↓
PR #377, opened 2025-03-31
Even more precautionary bash settings

grst:
To follow up on https://github.com/scverse/cookiecutter-scverse/pull/373#discussion_r2016041818

### DIFF
--- a/.github/workflows/test.yaml
+++ b/.github/workflows/test.yaml
@@ -8,7 +8,7 @@ on:
 
 defaults:
   run:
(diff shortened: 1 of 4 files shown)


flying-sheep (approved):

flying-sheep:
Sure. In the end, bash is simply not possible to isolate against silent failure though.

E.g. `somevar=$(some-command)` can still fail silently with `-euo pipefail`, one would have to use `some-command | read -r somevar`.

Issue #1358, opened 2022-02-09
LibreSSL in MacOS 12.3 breaks codesigningtool's identity extraction.


tnek:
As called out in https://developer.apple.com/documentation/macos-release-notes/macos-12_3-release-notes, MacOS 12.3 beta updates the builtin version of LibreSSL to 3.3.5, which changes the default digest type of openssl to SHA256. 

This breaks codesigningtool's mobileprovision identity extraction. We can fix this by just explicitly specifying the output format with `-sha1`.

PR #1359, opened 2022-02-09
Add the -sha1 flag to the openssl command used in codesigningtool

tnek:
As called out in https://developer.apple.com/documentation/macos-release-notes/macos-12_3-release-notes, MacOS 12.3 beta updates the builtin version of LibreSSL to 3.3.5, which changes the default digest type of openssl to SHA256.

This breaks codesigningtool's mobileprovision identity extraction. We can fix this by just explicitly specifying the output format with -sha1.

Linked issue: https://github.com/bazelbuild/rules_apple/issues/1358


keith:
Thanks!

PR #1369, opened 2022-03-01
Add example working UI test

keith:
The key here is the module_name of the test source lib is the same as
the test name so the ProductModuleName in the xctestrun file matches the
module name


brentleyjones (approved):

keith:
we don't really have to merge, we'll see, either way it's an example of a working option for the linked bug report

keith:
https://github.com/bazelbuild/rules_apple/pull/1909#issuecomment-1474037323

Issue #1370, opened 2022-03-02
Support skipping tests


birwin93:
Right now users can only use `--test_filter` to specify which tests to run. The generated `ios_test_runner.sh` file only passes `TESTBRIDGE_TEST_ONLY` to `tests_to_run` in the launch options json file.

It would be helpful to also be able to specify tests to skip.

One possible way we could do this is
1) Prefix tests with `^` when using `--test_filter`. eg `--test_filter=^FeatureTests/skipThisTest`
2) Update `ios_test_runner.template.sh` to conditionally pass tests to `tests_to_run` or `skip_testing` if the prefix is there

keith:
In other cases like `--features` prefixing with a minus is the standard, i wonder if we can do that instead? `--test_filter=-a/b`

birwin93:
👍  that works!

keith:
done in https://github.com/bazelbuild/rules_apple/pull/1371

PR #1371, opened 2022-03-02
Support skipping tests with --test_filter

birwin93:
Addresses https://github.com/bazelbuild/rules_apple/issues/1370

Currently the `ios_test_runner` rule only passes the contents of `--test_filter` to `tests_to_run` when invoking xctestrunner.

This PR allows users to now specify if tests should be passed to `skip_tests` by prefixing the test name with `-`

Example:
```
bazel test //Feature:FeatureTests --test_filter=-FeatureTests/someTest
```

### DIFF
--- a/apple/testing/default_runner/ios_test_runner.template.sh
+++ b/apple/testing/default_runner/ios_test_runner.template.sh
@@ -119,12 +119,44 @@ fi
 
 # Use the TESTBRIDGE_TEST_ONLY environment variable set by Bazel's --test_filter
 # flag to set tests_to_run value in ios_test_runner's launch_options.
+# Any test prefixed with '-' will be passed to "skip_tests". Otherwise the tests 
+# is passed to "tests_to_run"
 if [[ -n "$TESTBRIDGE_TEST_ONLY" ]]; then
   if [[ -n "${LAUNCH_OPTIONS_JSON_STR}" ]]; then
     LAUNCH_OPTIONS_JSON_STR+=","
   fi
-  TESTS="${TESTBRIDGE_TEST_ONLY//,/\",\"}"
-  LAUNCH_OPTIONS_JSON_STR+="\"tests_to_run\":[\"$TESTS\"]"
+
+  IFS=","
+  ALL_TESTS=("$TESTBRIDGE_TEST_ONLY")
+  for TEST in $ALL_TESTS; do
+    if [[ ${TEST:0:1} == "-" ]]; then
+      if [[ -n "$SKIP_TESTS" ]]; then
+        SKIP_TESTS+=",${TEST:1}"
+      else
+        SKIP_TESTS="${TEST:1}"
+      fi
+    else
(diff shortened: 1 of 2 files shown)


test/ios_test_runner_unit_test.sh
```diff
@@ -446,6 +446,32 @@ function test_ios_unit_test_with_multi_filter() {
...
+  expect_log "Test Case '-\[PassingUnitTest testPass3\]' passed"
+  expect_log "Test Suite 'PassingUnitTest' passed"
+  expect_log "Test Suite 'PassingUnitTest.xctest' passed"
+  expect_log "Executed 1 test, with 0 failures"
+}
+
+function test_ios_unit_test_with_multi_skip_filter() {
+  create_sim_runners
+  create_ios_unit_tests
+  do_ios_test --test_filter=-PassingUnitTest/testPass,-PassingUnitTest/testPass2 //ios:PassingUnitTest || fail "should pass"
```
keith, line 465: can you add a case where we have both added and removed in the same arg? maybe include the class but exclude a single case from it?

apple/testing/default_runner/ios_test_runner.template.sh
```diff
@@ -119,12 +119,44 @@ fi
...
   if [[ -n "${LAUNCH_OPTIONS_JSON_STR}" ]]; then
     LAUNCH_OPTIONS_JSON_STR+=","
   fi
-  TESTS="${TESTBRIDGE_TEST_ONLY//,/\",\"}"
-  LAUNCH_OPTIONS_JSON_STR+="\"tests_to_run\":[\"$TESTS\"]"
+
+  IFS=","
+  ALL_TESTS=("$TESTBRIDGE_TEST_ONLY")
+  for TEST in $ALL_TESTS; do
+    if [[ ${TEST:0:1} == "-" ]]; then
```
keith, line 132:
```suggestion
    if [[ $TEST == -* ]]; then
```

keith (approved):
looks great! I think that extra test case would be nice to cover just to be safe tho

test/ios_test_runner_unit_test.sh
birwin93: ah good call! I'll add that

birwin93:
Small downside, looks like `skip_tests` only works for `xcodebuild` so need to have a test host at the moment

keith (approved):
too bad, but not surprising

test/ios_test_runner_unit_test.sh
```diff
@@ -445,7 +445,6 @@ function test_ios_unit_test_with_multi_filter() {
   expect_log "Test Suite 'PassingUnitTest.xctest' passed"
   expect_log "Executed 2 tests, with 0 failures"
 }
-
```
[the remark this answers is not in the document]
birwin93: ✅

keith:
Thanks!

PR #1381, opened 2022-03-05
Fix bundle loader coverage and add tests

keith:
This adds tests covering iOS coverage logic, and also fixes a previously
broken case where coverage for the bundle loader was not collected since
we did not pass the binary to llvm-cov.

This also passes the arch flag to llvm-cov, which is required for multi-arch binaries.
This is a bit complicated to handle rosetta, it first attempts to use the host arch,
and if the binary doesn't contain that, falls back to x86_64. This should be improved.
It also doesn't allow binaries to be different archs, but realistically I don't think we
could easily produce that with rules_apple anyways.

### DIFF
--- a/apple/testing/default_runner/ios_test_runner.template.sh
+++ b/apple/testing/default_runner/ios_test_runner.template.sh
@@ -235,13 +235,19 @@ lcov_args=(
 )
 has_binary=false
 IFS=";"
+arch=$(uname -m)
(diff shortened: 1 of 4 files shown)


brentleyjones (approved):

mattrobmattrob (approved):
Looks good in our configuration for both `ios_unit_test`s with and without `test_host`. 👍  Thanks for the quick fix, @keith!

PR #1382, opened 2022-03-07
Remove --ios_multi_cpus arg for simulator tests

keith:
This changes 2 things:

1. It removes 32 bit simulators for the test suite. I imagine there
   aren't many bugs we'd hit on just 1 arch, and given how old 32 bit
   devices are now I don't think it's a huge deal for us to support, so
   this should lightly improve test performance
2. Support testing on Apple Silicon by using the native simulator
   architecture detection, instead of forcing x86_64


brentleyjones (approved):

keith:
This doesn't work, submitted an alternative https://github.com/bazelbuild/rules_apple/pull/1392

PR #1385, opened 2022-03-09
Fix bazel 5.x support for now

keith:
This hack allows us to fake a bazel version check for now.

### DIFF
--- a/apple/internal/linking_support.bzl
+++ b/apple/internal/linking_support.bzl
@@ -157,12 +157,20 @@ def _register_linking_action(
         linkopts.extend(["-bundle_loader", bundle_loader_file.path])
         link_inputs.append(bundle_loader_file)
 
+    # TODO: This is a hack to support bazel 5.x and 6.x at the same time after
+    # should_lipo was removed from the arguments list, but is still required
+    # before that point. The addition of link_multi_arch_static_library probably
+    # doesn't line up perfectly, but should be good enough
+    kwargs = {"should_lipo": False}
+    if getattr(apple_common, "link_multi_arch_static_library", False):
+        kwargs = {}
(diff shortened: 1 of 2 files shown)


apple/internal/linking_support.bzl
```diff
@@ -157,12 +157,20 @@ def _register_linking_action(
         linkopts.extend(["-bundle_loader", bundle_loader_file.path])
         link_inputs.append(bundle_loader_file)
 
+    # TODO: This is a hack to support bazel 5.x and 6.x at the same time after
+    # should_lipo was removed from the arguments list, but is still required
+    # before that point. The addition of link_multi_arch_static_library probably
+    # doesn't line up perfectly, but should be good enough
```
brentleyjones, line 163:
```suggestion
    # doesn't line up perfectly, but should be good enough.
```

apple/internal/linking_support.bzl
```diff
@@ -157,12 +157,20 @@ def _register_linking_action(
         linkopts.extend(["-bundle_loader", bundle_loader_file.path])
         link_inputs.append(bundle_loader_file)
 
+    # TODO: This is a hack to support bazel 5.x and 6.x at the same time after
```
brentleyjones, line 160: I assume we want to create an issue to have this removed once we remove support for 5.x?

keith: I'll submit a revert as soon as this is in

thii (approved):

apple/internal/linking_support.bzl
keith: https://github.com/bazelbuild/rules_apple/pull/1386

PR #1386, opened 2022-03-09
Revert "Fix bazel 5.x support for now"

keith:
This reverts https://github.com/bazelbuild/rules_apple/pull/1385


keith:
we can leave this open until we're happy to drop 5.x

PR #1388, opened 2022-03-12
Add _lcov_merger attribute to test rules

keith:
As of bazel 5.1 this can be used as a late bound attribute https://github.com/bazelbuild/bazel/commit/14d8be0e8ec07aabb6c4497555f712dac5720a5f

This alleviates the concerns from
https://github.com/bazelbuild/rules_apple/pull/691 and allows users to
use this feature, and avoid having to pass `LCOV_MERGER` in the
environment manually

### DIFF
--- a/apple/internal/rule_factory.bzl
+++ b/apple/internal/rule_factory.bzl
@@ -180,6 +180,13 @@ AppleTestRunnerInfo provider.
         cfg = "exec",
         default = Label("@build_bazel_apple_support//tools:coverage_support"),
     ),
+    "_lcov_merger": attr.label(
+        default = configuration_field(
+            fragment = "coverage",
+            name = "output_generator",
+        ),
+        cfg = "exec",
+    ),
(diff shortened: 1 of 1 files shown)


keith:
Do we need a new release first even? since it's in bazel 5.1+? I think of us supporting LTS meaning the newest in the LTS release version

brentleyjones:
My thoughts are:
- We have over 80 commits since the last release
- This is a breaking change for some people, who can't go to 5.1 for some reason
- So why not at least give them the latest changes as a release? We can even do two releases back to back if we want (maybe the second one with this has the new versioning we've been thinking about)?

It doesn't directly impact me, since I think anyone on 5.x should be on 5.2 right now, but that was my reasoning at least.

keith:
ok since we've done a release since then we can probably merge this one now?

brentleyjones (approved):

PR #1391, opened 2022-03-14
Update runfiles documentation in common_info

maxwellE:
Provides a more realistic usecase for using runfiles
in tests. Also adds a note about an odd bazel
bug that breaks this approach in certain
situations


keith (approved):
thanks!

PR #1392, opened 2022-03-15
Add sim_arm64 to ios_multi_cpus in tests

keith:
This makes it so whatever host arch we're running on there is a matching
slice. We cannot remove this flag and just take the default because test
implementations depend on parsing the ios_multi_cpus flag to get the
archs. Without this tests that try to actually run fail on M1 machines
because they were built for x86_64.


thii (approved):

keith:
This breaks the consumers of current_archs because it would need to strip the `sim_` prefix

PR #1393, opened 2022-03-16
Add a test to verify that `libswift_Concurrency.dylib` is bundled if app uses Swift Concurrency and targets iOS >= 13 and < 15.

thii:
Also verify that `libswiftCore.dylib` should not get bundled in this
case, which is broken with Xcode 13.3.


thii:
BazelCI uses Xcode 13.0 so this doesn't build here yet.

thii:
https://github.com/bazelbuild/continuous-integration/issues/1348

Issue #2363, opened 2024-01-14
Versioned Mac frameworks with a non-standard install name fail to be imported


maxbelanger:
We're using `apple_dynamic_framework_import` as part of building a macOS application, but certain frameworks don't get processed properly by `imported_dynamic_framework_processor`. The logic used to detect the current version of a versioned macOS framework inspects the `install_name`, which _usually_ points to the right binary under `<framework>/Versions/<version>/<binary>`.

In our case, bundling e.g. Electron would break since its `install_name` is: 
```
otool -D /Applications/Dropbox.app/Contents/Frameworks/Electron\ Framework.framework/Electron\ Framework
/Applications/Dropbox.app/Contents/Frameworks/Electron Framework.framework/Electron Framework:
@rpath/Electron Framework.framework/Electron Framework
```

We've worked around this one by adding an optimization to version detection that lists the contents of `<framework>/Versions/` and figures out the right version if when there's only a single entry (will attach a PR shortly).

I suspect this is otherwise hard to fix given you'd have to inspect symlink and that can be problematic with Bazel, but opening a discussion in case anyone has a better idea.

PR #2364, opened 2024-01-14
Avoid looking at install name of a versioned framework if there's only one version

maxbelanger:
See #2363. Add an optimistic check for when a Mac framework has a single version that lets us avoid inspecting the `install_name`, which can be brittle.


keith (approved):
lgtm

PR #2372, opened 2024-01-19
Add support for headermap to experimental_mixed_language_library

### LINKED ISSUE #2371: Add header map support to `experimental_mixed_language_library`
Once #2352 merges we should update `experimental_mixed_language_library` to use `header_map` and the `header_map_support` rules.

luispadron:
This follows up #2352 by adding header map support to `experimental_mixed_language_library`. It adds a new parameter: `enable_header_map` which if `True` will generate a headermap for the mixed language `objc_library`. This header map will be included by the `swift_library` and `objc_library` to enable `#import <>` semantics.

Closes #2371

### DIFF
--- a/apple/internal/experimental_mixed_language_library.bzl
+++ b/apple/internal/experimental_mixed_language_library.bzl
@@ -6,6 +6,7 @@ load(
     "SwiftInfo",
     "swift_library",
 )
+load("//apple/internal:header_map_support.bzl", "header_map_support")
 
 _CPP_FILE_TYPES = [".cc", ".cpp", ".mm", ".cxx", ".C"]
 
@@ -196,6 +197,7 @@ def experimental_mixed_language_library(
         srcs,
         deps = [],
         enable_modules = False,
+        enable_header_map = False,
         module_name = None,
         objc_copts = [],
         swift_copts = [],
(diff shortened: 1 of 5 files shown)


apple/internal/experimental_mixed_language_library.bzl
```diff
@@ -221,6 +223,7 @@ def experimental_mixed_language_library(
         deps: A list of targets that are dependencies of the target being
             built, which will be linked into that target.
         enable_modules: Enables clang module support for the Objective-C target.
+        enable_header_map: Enables header map support for the Objective-C target.
```
mattrobmattrob, line 226:
```suggestion
        enable_header_map: Enables header map support for the Swift and Objective-C target.
```

apple/internal/experimental_mixed_language_library.bzl
```diff
@@ -288,14 +291,27 @@ target only contains Objective-C files.""")
...
     # Add Obj-C includes to Swift header search paths
     repository_name = native.repository_name()
-    includes = kwargs.get("includes", [])
+    includes = kwargs.pop("includes", [])
     for x in includes:
         include = x if repository_name == "@" else "external/" + repository_name.lstrip("@") + "/" + x
         swift_copts += [
             "-Xcc",
             "-I{}".format(include),
         ]
```
mattrobmattrob, line 300: It's intentional that this doesn't include the `header_map_ctx.includes`, correct?

mattrobmattrob (approved):

apple/internal/experimental_mixed_language_library.bzl
luispadron: Yeah its not needed since it's not needed from what I've seen. The headermap include should be propagated to downstream deps via the `objc_library1`

PR #2373, opened 2024-01-19
Upgrade to Xcode 15.1

BalestraPatrick:


test/apple_shell_testutils.sh
```diff
@@ -523,21 +523,19 @@ function is_device_build() {
...
-  # against.
-  xcrun llvm-objdump --macho --section=__TEXT,__entitlements "$binary" | \
-      sed -e 's/^[0-9a-f][0-9a-f]*[[:space:]][[:space:]]*//' \
-          -e 'tx' -e 'd' -e ':x' | xxd -r -p
+  local output="$2"
+  local archs=($(lipo -archs "$binary"))
+  local thin_binary="tempdir/thin_binary"
+  mkdir -p tempdir
+  lipo -thin ${archs[0]} "$binary" -output "$thin_binary"
+  xcrun segedit "$thin_binary" -extract __TEXT __entitlements "$output"
```
keith, line 537: couldn't we output this to `-` as stdout instead?

BalestraPatrick: Happy to take suggestions though!

keith: I was suggesting to do the lipo, and then just make the segedit part output to stdout so you don't have to make callers know about the temporary files

keith (approved):

test/apple_shell_testutils.sh
BalestraPatrick: I'll merge and investigate

luispadron (approved):

PR #2379, opened 2024-01-22
Update to Xcode 15.2

keith:
This also enables visionOS tests by default


keith:
not sure if CI supports it, we'll see, might need Xcode 15.2

mattrobmattrob (approved):

PR #2385, opened 2024-01-23
Don't set an install path for macOS QuickLook plugins

maxbelanger:
Removes the linker option that sets the `install_name` of QuickLook plugins to `/Library/Frameworks/<bundle_name>.qlgenerator`, and passes `-bundle` rather than `-dynamiclib`. 

QuickLook plugins can be located in multiple locations on disk (e.g. `/Library/QuickLook`, `~/Library/QuickLook`, in an app bundle, etc) and they're usually built as bundles rather than linked to directly (they get loaded manually by `quicklookd`), so an install path isn't necessary. 

Also, as currently implemented this only works if you explicitly set `bundle_name`, and adds a garbage value otherwise (`/Library/Frameworks/.qlgenerator/`).

### DIFF
--- a/apple/internal/macos_rules.bzl
+++ b/apple/internal/macos_rules.bzl
@@ -1018,14 +1018,11 @@ def _macos_quick_look_plugin_impl(ctx):
         validation_mode = ctx.attr.entitlements_validation,
     )
 
-    extra_linkopts = [
-        "-dynamiclib",
-    ]
     link_result = linking_support.register_binary_linking_action(
         ctx,
         entitlements = entitlements.linking,
         exported_symbols_lists = ctx.files.exported_symbols_lists,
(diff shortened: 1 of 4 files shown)


keith (approved):
lgtm, thanks! I wouldn't be surprised if you were one of the few users of this feature so if you spot any other issues feel free to submit more PRs!

maxbelanger:
@keith it occurs to me that the only difference between `macos_quick_look_plugin` and a properly-configured `macos_bundle` (i.e. where you set `bundle_extension` to `qlgenerator`) is that this rule enforces there is no `rpath` (the tests also check this).

We might want to eventually deprecate this rule in favor of some logic such that if `bundle_extension` is set to `qlgenerator` we suppress the `rpath`?

PR #2380, opened 2024-01-22
Add bazel 6 back to CI

keith:

PR #2386, opened 2024-01-23
Fix broken builds with Bazel < 6.4.0

thii:
Which doesn't have `visionos` in the platform type API.

### DIFF
--- a/apple/internal/partials/app_assets_validation.bzl
+++ b/apple/internal/partials/app_assets_validation.bzl
@@ -27,6 +27,8 @@ load(
     "partial",
 )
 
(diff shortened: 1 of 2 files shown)


brentleyjones (approved):

keith:
interestingly bazel 6.x tests pass without this https://github.com/bazelbuild/rules_apple/pull/2380 i guess because it just doesn't hit this path

luispadron (approved):

keith:
ah yea I forgot we cherry picked this. i guess we could test an older 6.x, although also I think we assume that folks can safely and easily update to the newest of a LTS train so it's less of an issue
↑
EXERCISE INSTRUCTIONS →
Find the lines above that hold "lgtm", then copy each of them.

THE COMPLETED TASK →
lgtm
lgtm, thanks! I wouldn't be surprised if you were one of the few users of this feature so if you spot any other issues feel free to submit more PRs!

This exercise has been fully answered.